The website Slash film lists Attack the Block as a "true cult classic" deserving of its own action figures. In his review, Chicago Sun-Times critic Roger Ebert praised the film's use of character development and the performance given by Boyega. Scott Wampler of The Examiner rated it A+ and said it was officially the best film of the 2011 film festival season and likened it to other debuts such as Neill Blomkamp's District 9 and Quentin Tarantino's Reservoir Dogs.

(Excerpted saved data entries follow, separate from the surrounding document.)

PR #511, opened 2022-05-03
refactor: set theme color in a central place

LiKang6688:
- fix icon color for rows per page in select icon
- fix sort label color
- set theme color in a central place - src/table/utils/table-theme-colors.js. Motivation: easy to find and modify.


src/table/utils/styling-utils.js
```diff
@@ -69,19 +68,22 @@ export const getBaseStyling = (styleObj, objetName, theme) => {
 export function getHeaderStyle(layout, theme) {
   const header = layout.components?.[0]?.header;
   const headerStyle = getBaseStyling(header, 'header', theme);
+  headerStyle.borderWidth = '1px 1px 1px 0px';
 
   // When the table background color from the sense theme is transparent,
   // there is a header background color depending on the header font color
   // to avoid seeing the table body through the table head.
   const headerBackgroundColor = isDarkColor(headerStyle.color) ? '#FAFAFA' : '#323232';
```
haxxmaxx, line 76: This one you could move as well right?

src/table/utils/styling-utils.js
```diff
@@ -69,19 +68,22 @@ export const getBaseStyling = (styleObj, objetName, theme) => {
...
+  headerStyle.backgroundColor =
+    theme.table.backgroundColor === 'transparent' ? headerBackgroundColor : theme.table.backgroundColor;
+
   // When you set the header font color,
   // the sort label color should be same.
   // When there is no header content color setting,
   // the sort label color is depending on the header background color.
   headerStyle.sortLabelColor =
-    headerStyle.color ?? isDarkColor(headerStyle.backgroundColor) ? 'rgba(255,255,255,0.9)' : 'rgba(0, 0, 0, 0.54)';
+    headerStyle.color ?? (isDarkColor(headerStyle.backgroundColor) ? 'rgba(255,255,255,0.9)' : 'rgba(0, 0, 0, 0.54)');
```
haxxmaxx, line 85: This is the same as the icon color, not sure if it makes sense to use it here?

src/table/utils/styling-utils.js
LiKang6688: `headerStyle.borderWidth = '1px 1px 1px 0px';`
and
`contentStyle.borderWidth = '0px 1px 1px 0px';`
so I did not move borderWidth to `getBaseStyling`

haxxmaxx: I mean headerBackgroundColor

src/table/utils/styling-utils.js
LiKang6688: they are differeent. 
this one is checking `isDarkColor(headerStyle.backgroundColor)`
the icon color is checking `isDarkColor(backgroundColor)`

src/table/utils/styling-utils.js
LiKang6688: I had a try, and we need to move both the headerStyle and getBaseStyling then, which it is better to be in styling-utils.js not in table-theme-colors.js

LiKang6688: came up with a way:
```
const header = (color) => {
    return {
      iconColor: isDarkColor(color) ? 'rgba(255,255,255,0.9)' : 'rgba(0, 0, 0, 0.54)',
      backgroundColor: isDarkColor(color) ? '#FAFAFA' : '#323232',
    };
  };
```
maybe it is a bit overkill. But the idea is to center all those colors.

src/table/utils/styling-utils.js
haxxmaxx: ok good

src/table/utils/styling-utils.js
haxxmaxx: yeah I think it is a bit overkill. I don't like that we add functions to the theme like this. I missed that in this case we are dependent on `getBaseStyling(header, 'header', theme)`, not on the `theme.backgroundColor`

haxxmaxx: It made more sense before

LiKang6688: sure, i gonna revert it back

haxxmaxx (approved):

PR #514, opened 2022-05-05
fix: check is color set

LiKang6688:


src/table/utils/styling-utils.js
```diff
@@ -54,7 +57,7 @@ export const getBaseStyling = (styleObj, objetName, theme) => {
   const baseStyle = {
     backgroundColor: theme.table.backgroundColor,
     fontFamily,
-    color: styleObj?.fontColor ? getColor(STYLING_DEFAULTS.FONT_COLOR, theme, styleObj.fontColor) : color,
+    color: isSet(styleObj?.fontColor) ? getColor(STYLING_DEFAULTS.FONT_COLOR, theme, styleObj.fontColor) : color,
```
haxxmaxx, line 60: Is there a test on these two cases?

LiKang6688: Good question. Do not think there is any. Let me add some.

LiKang6688: Done

src/table/utils/__tests__/styling-utils.spec.js
```diff
@@ -113,6 +113,29 @@ describe('styling-utils', () => {
...
     });
+    it('should return styling with fontSize and padding when the index for font color is -1 and color is null', () => {
+      styleObj.fontColor = { index: -1, color: null };
+      const resultStyling = getBaseStyling(styleObj, objetName, theme);
+      expect(resultStyling).toEqual({
+        backgroundColor: '#323232',
+        borderColor: '#D9D9D9',
+        borderStyle: 'solid',
+        fontSize: 12,
+        padding: '6px 12px',
```
haxxmaxx, line 124: Is this the real case scenario? that you don't get a color set?

haxxmaxx: only if there is something set on the theme?

LiKang6688: You are right. When there is no color from Layout and color from the theme, you get color from the theme. 
In the test case, there is no color from either Layout or theme, so you don't get any color.

LiKang6688: Adding a new test case addressing it.

haxxmaxx (approved):

PR #515, opened 2022-05-05
Fix: table boder without pagination

LiKang6688:
before:
Screenshot 2022-05-05 at 02 58 49

after:
Screenshot 2022-05-05 at 02 47 02


src/table/components/TableWrapper.jsx
```diff
@@ -238,9 +238,15 @@ export default function TableWrapper(props) {
...
-          <TableHeadWrapper {...props} setFocusedCellCoord={setFocusedCellCoord} focusedCellCoord={focusedCellCoord} />
+          <TableHeadWrapper
+            {...props}
+            paginationNeeded={paginationNeeded}
+            setFocusedCellCoord={setFocusedCellCoord}
+            focusedCellCoord={focusedCellCoord}
+          />
           <TableBodyWrapper
             {...props}
+            paginationNeeded={paginationNeeded}
```
haxxmaxx, line 249: I don't think we should pass another prop here. I had a look at all the how we set this variable up top. We calculate it every time the TableWrapper re-renders. But it will only change if the data changes. So we might as well calculate it at that point and put it on tableData. Let me do a quick refactor and you can use that

LiKang6688: Sounds good

src/table/components/TableBodyWrapper.jsx
```diff
@@ -49,7 +49,10 @@ function TableBodyWrapper({
 
   const bodyRowAndCellStyle = {
     'tr :last-child': {
-      borderRight: 0,
+      borderRight: paginationNeeded && 0,
+    },
+    'tr :first-child': {
+      borderLeft: !paginationNeeded && '1px solid rgb(217, 217, 217)',
```
haxxmaxx, line 55: We should look into color constants, but that is for a different pr

haxxmaxx (approved):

Matt Patches writing for Cinemablend said "Attack the Block, even on its small scale, may wind up as one of the best action movies of the year". Christ Tilly at IGN gave it four stars saying "Cornish directs with the confidence of a seasoned pro" and calling the film "a blast from start-to-finish." Ben Rawson-Jones of Digital Spy awarded the movie four stars, saying that it is "exactly the kind of distinctly homegrown product that the British film industry should be making". Mark Kermode gave a mixed review saying he did not dislike the film, but "wanted it to be funnier" and "needed it to be scarier".

Attack the Block was revisited by critics following the casting of its two lead actors as stars of flagship science fiction franchises – Boyega as Finn in Star Wars and Whittaker as the Thirteenth Doctor in Doctor Who. In a 2017 retrospective, Tom Philip writing for GQ described the film as "one of the most confidently-delivered debut feature films in recent memory" and said it "still stands out as one of the best genre-mashup films of the decade", while Nathan Rabin for Rotten Tomatoes said that the film deserved cult status and called it "a star-making vehicle in the truest sense". It was listed among Wired Magazines best films of the 2010s.

===Accolades===

- Audience Award for Best Film (Midnights) at SXSW 2011
- Audience Award for Best Narrative Feature at the Los Angeles Film Festival
- Audience Award for Best European or American Feature at the 2011 Fantasia Festival
- Melies d'Argent for Best European Fantastic Feature Film 2011 at the Lund International Fantastic Film Festival
- Muut Award for Best Visual Concept at the 2011 Miskolc International Film Festival
- Bassan Arts and Crafts Award for Best Production Design at the Torino Film Festival 2011
- Golden Mouse Online Critics Award for Best Film at the Torino Film Festival 2011
- Best Debut Director at the 2011 New York Film Critics Online Awards
- Best First Feature at the 2011 Toronto Film Critics Association Awards
- Best Original Soundtrack at the 2011 Sitges Film Festival
- Special Jury Award at the 2011 Sitges Film Festival
- Audience Award for Best Motion Picture at the 2011 Sitges Film Festival
- Jose Luis Guarner Critic Award at the 2011 Sitges Film Festival
- Special Mention at the 2011 Black Film Critics Circle Awards: "Attack The Block is a genre film that defies a number of conventions, not only by having a primarily black cast but portraying each character with a dignity seldom seen on screen and even more rarely in a Science-Fiction film."
- Best First Film at the 2011 Austin Film Critics Association Awards
- Best Original Score at the 2011 Austin Film Critics Association Awards
- Best Actor to John Boyega at the 2011 Black Reel Awards
- Outstanding Foreign Film at the 2011 Black Reel Awards

==Sequel==
In May 2021, it was announced that Cornish would be writing and directing a sequel, with Boyega set to reprise his role and produce.

Boyega confirmed in May 2025 that the script had been completed.